So took a bit of a hiatus on the sparse CCA project last quarter to help out my lab mates, Doug and Luke, on another music research paper. Now that that's over with I'm back to my project and committed to getting serious work done as, for one, my time and money here in UCSD is running out, and two, there's a great opportunity to get a research paper out of this as
ICML has their deadline next month.
The bad news is that that gives about a month to get this baby off of the ground. With a little bit of luck (i.e. hard work) perhaps I can make the deadline.
Anyway, at the end of last quarter I ran some experiments comparing sCCA with other methods of inducing sparsity. I wanna talk about some of the results here. Before I do that I want to add a note about something I stumbled across as solution to the regularization issue that I encountered a few months ago.
The regularization issue arises because of the problem constraint,
x'X'Xx = 1 (and similiarly for
y) In the math, it turns out that in solving the CCA problem involves inverting the matrix
X'X, which is an estimation of the covariance matrix for our model. Note that a problem could surface if the eigenvalues of
X'X are small, because any small error in the estimation of these values blows up when you invert the matrix.
The solution to this is to add a small diagonal component to the matrix (
X'X + a*I, for a small
a ) which effectively restricts the degrees of freedom of the solutions. Admittedly I'm not too clear on why this works , I need to get back to the math and figure this out.

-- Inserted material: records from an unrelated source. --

PR #223, opened 2023-04-04
Performed miscellaneous multi deployer cleanups.

mwhittaker:
This PR cleans up the weaver multi deployer.

- I removed the use of `protos.Deployment`. I'm hoping we can remove this proto eventually. It should be obsolete now.
- The deployer now instantiates its own logs and trace databases.
- I renamed some variables and updates some stale comments.


internal/tool/multi/deployer.go
```diff
@@ -405,16 +394,13 @@ func (d *deployer) registerReplica(g *group, info *protos.WeaveletInfo) error {
...
 }
 
 // HandleTraceSpans implements the envelope.EnvelopeHandler interface.
-func (d *deployer) HandleTraceSpans(_ context.Context, spans []trace.ReadOnlySpan) error {
-	if d.traceSaver == nil {
-		return nil
-	}
-	return d.traceSaver(spans)
+func (d *deployer) HandleTraceSpans(ctx context.Context, spans []trace.ReadOnlySpan) error {
+	return d.traceDB.Store(ctx, d.config.Name, d.deploymentId, spans)
```
rgrandl, line 403: ditto

internal/tool/multi/deployer.go
```diff
@@ -405,16 +394,13 @@ func (d *deployer) registerReplica(g *group, info *protos.WeaveletInfo) error {
 
 // HandleLogEntry implements the envelope.EnvelopeHandler interface.
 func (d *deployer) HandleLogEntry(_ context.Context, entry *protos.LogEntry) error {
-	d.logSaver(entry)
+	d.logsDB.Add(entry)
```
rgrandl, line 397: wouldn't this panic if logsDB is nil?

Somehow it assumes that someone created a deployer with newDeployer.

internal/tool/multi/deployer.go
```diff
@@ -48,27 +48,15 @@ const defaultReplication = 2
...
 // A deployer manages an application deployment.
 type deployer struct {
-	ctx       context.Context
-	ctxCancel context.CancelFunc
-	dep       *protos.Deployment
-	started   time.Time
-	logger    *slog.Logger
-	running   errgroup.Group
-
-	// logSaver processes log entries generated by the weavelet. The entries
```
rgrandl, line 58: I like that we could delete these functions.

rgrandl (approved):
Nice cleanups Michael!

internal/tool/multi/deployer.go
mwhittaker: Me too! I think when the multiprocess deployer was used for weavertests, we had to pass these in, but now we don't :)

internal/tool/multi/deployer.go
mwhittaker: That's true! But, I don't think any of a deployer's methods would work if you don't construct it with `newDeployer`, so I think it's okay?

mwhittaker (commented):
Thanks Robert!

Of course you can get rid of this regularization issue entirely by replacing the contraint above with
x'x = 1. Doing this, the matrix
X'X never shows up in the math and hence, no regularization problem. Doing this means that we are solving the CCA problem (
x'X'Yy) subject to the constraints that the vectors
x and
y are of unit length. In doing this we lose the interpretability of the correlation score,
x'X'Yy, because they are no longer correlations proper, i.e., values between 0 and 1. However in the case when we are only concerned with the correlation directions and not the values then this is okay. Besides you can always go back and find the scale factor that will give you a correlation using elementary algebra.
This said, I think this is a much better method to solve CCA as opposed to the standard method with regularization as is commonly presented. The old method imposes a regularization parameter which has to be hand tuned, and I have yet to come across a principled way of setting this parameter. Through this second method, you can simply set the constraint
x'x = 1 (and similarly for y) and forget all about regularization.
Now lets shift gears to some quantitative studies I performed at the end of last quarter. I compared sCCA to the unconstrained CCA problem and with two alternative methods of imposing sparsity. One method of imposing sparsity is simply to solve the CCA problem in which you constrain the 1-norm of the canonical directions. This is a very popular method of imposing sparsity constraints. Another method is to simply threshold the unconstrained CCA directions, in my experiment I simply pick the top
n directions where
n is a randomized parameter in the experiments.
In all experiments we constrain the 2-norm of the canonical directions to be unit length, hence we can compare the resulting scores. The figure above shows the covariance scores for each method on synthetic data. It's a little hard to read so let me say here that bar 1 shows the score for 1-Norm CCA, bar 2 is for sparse CCA, bar 3 is for thresholded CCA, and bar 4 is for plain-vanilla unconstrained CCA (These values are averages over about 50 trials, their standard deviations are all low). As expected all scores do no better than than unconstrained CCA. It's encouraging that sCCA (bar 2) does as well as it does, especially compared to how poorly norm-1 CCA performs, however
a quick look at the actual sparsity of sCCA shows that it is not much sparser than the unconstrained CCA directions. See the figure below.
Again, it looks a littel crappy, sorry, but in this figure the panels, reading them left to right, top to bottom, the first panel shows the values of one of the canonical directions for the 1-Norm CCA. Very sparse wouldn't you say? Panel 2 shows sCCA, Panel 3 shows thresholded CCA where we keep the top 10 largest entries, and Panel 4 shows the unconstrained CCA direction.
The important thing to notice is that sparse CCA really isn't that much more sparse than the unconstrained direction. This could mean that adding sparsity constraints is a bit of overkill, of course the unconstrained solution is itself pretty sparse. If I can do it quickly, I'd like to set up a test on synthetic data which isn't so sparse.
I need to go back and check out Gert's Sparse PCA paper again and see just how sparse their solutions are.
So to recap here, I'm concerned that even though Sparse CCA is scoring pretty high, it isn't doing much more than plain CCA would. If this is the case then adding the sparsity constraints is unnecessary overhead. There are a few nuances to dig into though, because my sparse CCA solution is based on solving a sparse PCA problem, which of coarse has worked well for Gert.